None seemed to be victims of the outbreak of food-poisoning she’d heard about. Apparently, there had been some sort of welcoming buffet at one of the larger hotels a little way along the coast, resulting in nearly fifty people suffering the effects of the flouting of hygiene regulations in the kitchen.
‘Where is Taddeo now?’ Dr Aldarini demanded when he finished scrutinising the plates, and she turned to face him again. ‘Is he on his way back down here?’
‘I hope you don’t think I was throwing my weight around, but…he came round while the X-rays were being taken and the radiographer and I decided he would probably be better off under supervision in the children’s ward. Apparently the paediatrician already knows him there?’
His mouth twisted into a wry grin. ‘Unfortunately, too well,’ he agreed. ‘The last time he was here was several months ago when he came off his bicicletta and broke his arm.’ He shook his head. ‘He has no fear, that one.

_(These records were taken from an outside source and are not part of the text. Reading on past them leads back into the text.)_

PR #2195, opened 2019-07-10
Add filtering in list results

vancexu:
ES has a known issue that range query on nanoseconds doesn't work as expected, so we previously add 1 ms resolution to old APIs like ListOpen/CloseWorkflow.

But this may surprise users such as 
image
first record has closeTime 156277796496704**7**000 but query request has smaller upper bound 156277796496704**6**000

This change ensure user see correct records, so old APIs behavior is consistence in both ES and Cassandra
image
 
NOTE:
This will cause page not always full (will be a breaking change if user somehow has such assumption)


common/persistence/elasticsearch/esVisibilityStore.go
```diff
@@ -217,7 +227,12 @@ func (v *esVisibilityStore) ListOpenWorkflowExecutionsByType(
 		}
 	}
 
-	return v.getListWorkflowExecutionsResponse(searchResult.Hits, token, definition.StartTime, request.PageSize)
+	isRecordValid := func(rec *p.VisibilityWorkflowExecutionInfo) bool {
```
yycptt: Looks like it's the same function as L181. Declare it as a normal function instead of a lambda function so it can be reused?

yycptt: or declare it in getListWorkflowExecutionsResponse() and pass isOpen to that function?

He will give me white hair.’
Her eyes travelled over the thick dark strands but couldn’t see any evidence that it was happening yet. All she noticed was the fact that his hair was just long enough to reveal the same existence of a tendency to unruly curls as his son had inherited.
‘The paediatrician said that as he’d been unconscious for so long, he’ll keep Taddeo here overnight under observation. He’ll speak to you when you have time to call, but he was cautiously optimistic…the way doctors always are. Oh, and I have no idea how you’ll get in contact with your wife to let her know what’s happening. She was very upset, but I had to leave her behind at the beach. You’ll need to put her mind at rest about Taddeo.’
She couldn’t help thinking that the young woman she’d left at the beach seemed absurdly young to be married to such a man as this—still dynamic in spite of his exhaustion. And it wasn’t just because he’d made her pulse leap when she’d been determined not to have anything to do with men for the foreseeable future.
‘Taddeo has no mother,’ he announced bluntly, his voice as hard as stone for all his attractive accent.